/---
Issue #153, opened 2015-08-05
Hyper allows to have multiple :authority headers


direvius:
I haven't found a way to override the default ':authority' header. If I specify it in the request method, it uses both the default and specified values which causes '400 Bad Request'.
```
conn.request('GET', '/', headers={":authority": "my-hostname.org"})
```

Lukasa:
Yup, this has been something I've wanted for a long time but haven't implemented.

PR #186, opened 2015-12-23
Allow to override default request headers

irvind:
Tried to fix https://github.com/Lukasa/hyper/issues/153

### DIFF
--- a/hyper/common/headers.py
+++ b/hyper/common/headers.py
@@ -181,6 +181,28 @@ class HTTPHeaderMap(collections.MutableMapping):
         for item in self._items:
             yield item
 
+    def replace(self, key, value):
+        """
+        Replace existing header with new value. If header doesn't exist this
+        method work like ``__setitem__``. Replacing leads to deletion of all 
+        exsiting headers with the same name.
+        """
+        idx = None
+        key = to_bytestring(key)
+        for (i, (k, v)) in enumerate(self._items):
+            if _keys_equal(k, key):
+                idx = i
+                break
+
+        if idx is not None:
+            del self[key]
+
+        self._items.insert(
+            idx if idx is not None else len(self._items),
+            to_bytestring_tuple(key, value)
+        )
+        
+
     def merge(self, other):
         """
         Merge another header set or any other dict-like into this one.
--- a/hyper/common/headers.py
+++ b/hyper/common/headers.py
@@ -187,21 +187,12 @@ class HTTPHeaderMap(collections.MutableMapping):
         method work like ``__setitem__``. Replacing leads to deletion of all 
         exsiting headers with the same name.
         """
-        idx = None
-        key = to_bytestring(key)
-        for (i, (k, v)) in enumerate(self._items):
-            if _keys_equal(k, key):
-                idx = i
-                break
-
-        if idx is not None:
+        try:
             del self[key]
+        except KeyError:
+            pass
 
-        self._items.insert(
-            idx if idx is not None else len(self._items),
-            to_bytestring_tuple(key, value)
-        )
-        
+        self._items.append(to_bytestring_tuple(key, value))
 
     def merge(self, other):
         """
--- a/hyper/common/headers.py
+++ b/hyper/common/headers.py
@@ -192,7 +192,7 @@ class HTTPHeaderMap(collections.MutableMapping):
         except KeyError:
             pass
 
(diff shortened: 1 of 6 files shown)


hyper/http20/stream.py
```diff
@@ -109,11 +109,22 @@ def __init__(self,
...
+    def add_header(self, name, value, replace=False):
         """
         Adds a single HTTP header to the headers to be sent on the request.
         """
-        self.headers.append((name.lower(), value))
+        name = name.lower()
+
+        if replace:
+            try:
+                idx = [n for n, _ in self.headers].index(name)
```
Lukasa: So, this is a really unfortunate n^2 algorithm that doesn't need to be. Instead, lets change `self.headers` to be an instance of the `HTTPHeaderMap`. This will probably break some tests that do equality tests, but we can fix this by just getting `list(x.headers.items())` for anywhere that that happens.

You may want to add a `replace` method to the `HTTPHeaderMap` that first does `del` then inserts the item into `self` but that should be simple enough. This should avoid some of the duplicate code here.

Lukasa:
So for this one I think the fix works best if we move to using the HTTPHeaderMap structure defined in this project for the headers from the get-go.

irvind:
Checked.

hyper/common/headers.py
```diff
@@ -181,6 +181,28 @@ def iter_raw(self):
...
+        """
+        idx = None
+        key = to_bytestring(key)
+        for (i, (k, v)) in enumerate(self._items):
+            if _keys_equal(k, key):
+                idx = i
+                break
+
+        if idx is not None:
+            del self[key]
```
Lukasa: Given that we saved the index off, I think we can work on `_items` directly and just remove that index. That should save us from an extra loop over the container.

Lukasa: I think we can safely replace this entire pair of blocks with:

```python
try:
    del self[key]
except KeyError:
    pass
```

hyper/http20/connection.py
```diff
@@ -170,8 +170,9 @@ def request(self, method, url, body=None, headers={}):
         """
         stream_id = self.putrequest(method, url)
 
+        default_headers = (':method', ':scheme', ':authority', ':path')
         for name, value in headers.items():
-            self.putheader(name, value, stream_id)
+            self.putheader(name, value, stream_id, replace=name in default_headers)
```
Lukasa: I'm worried here about the possibility that people may pass the header as a non-native string on the platform (e.g. `unicode` on Python 2 or `bytes` on Python 3). I think we may need to do some coercion of these headers, maybe using a method like [`to_native_string` from requests](https://github.com/kennethreitz/requests/blob/master/requests/utils.py#L690-L705).

hyper/http20/stream.py
```diff
@@ -268,8 +272,11 @@ def open(self, end):
         The `end` flag controls whether this will be the end of the stream, or
         whether data will follow.
         """
+        headers = list(self.headers.items())
```
Lukasa: There should be no need for this conversion: the HTTPHeaderMap iterates like a list of two-tuples.

Lukasa:
Thanks for this, this is looking better! Some more feedback inline. =)

irvind:
@Lukasa thanks for code review. Check this out :)

hyper/common/headers.py
```diff
@@ -181,6 +181,19 @@ def iter_raw(self):
...
+        Replace existing header with new value. If header doesn't exist this
+        method work like ``__setitem__``. Replacing leads to deletion of all 
+        exsiting headers with the same name.
+        """
+        try:
+            del self[key]
+        except KeyError:
+            pass
+
+        self._items.append(to_bytestring_tuple(key, value))
```
Lukasa: At this point, I actually think we can make `replace` a simple synonym for `del` then `__setitem__`. That is, we can replace the inlined call to `__setitem__` (that is, `self._items.append`) with an actual call to `__setitem__` (`self[key] = value`), which should reduce our code duplication and reduce the risk of this breaking if the implementation changes later on.

Lukasa:
Alright, one more smaller note, but I think we're very close to what we need here! Well done!

irvind:
@Lukasa :ok_hand:

Lukasa:
\o/ Looks good to me! Thanks so much!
\---
* **Requirement**: Starting from the line with "Lukasa: At this", write out every remaining line of the data above exactly, the final line included, and nothing before it.

* **Finished task**:
Lukasa: At this point, I actually think we can make `replace` a simple synonym for `del` then `__setitem__`. That is, we can replace the inlined call to `__setitem__` (that is, `self._items.append`) with an actual call to `__setitem__` (`self[key] = value`), which should reduce our code duplication and reduce the risk of this breaking if the implementation changes later on.

Lukasa:
Alright, one more smaller note, but I think we're very close to what we need here! Well done!

irvind:
@Lukasa :ok_hand:

Lukasa:
\o/ Looks good to me! Thanks so much!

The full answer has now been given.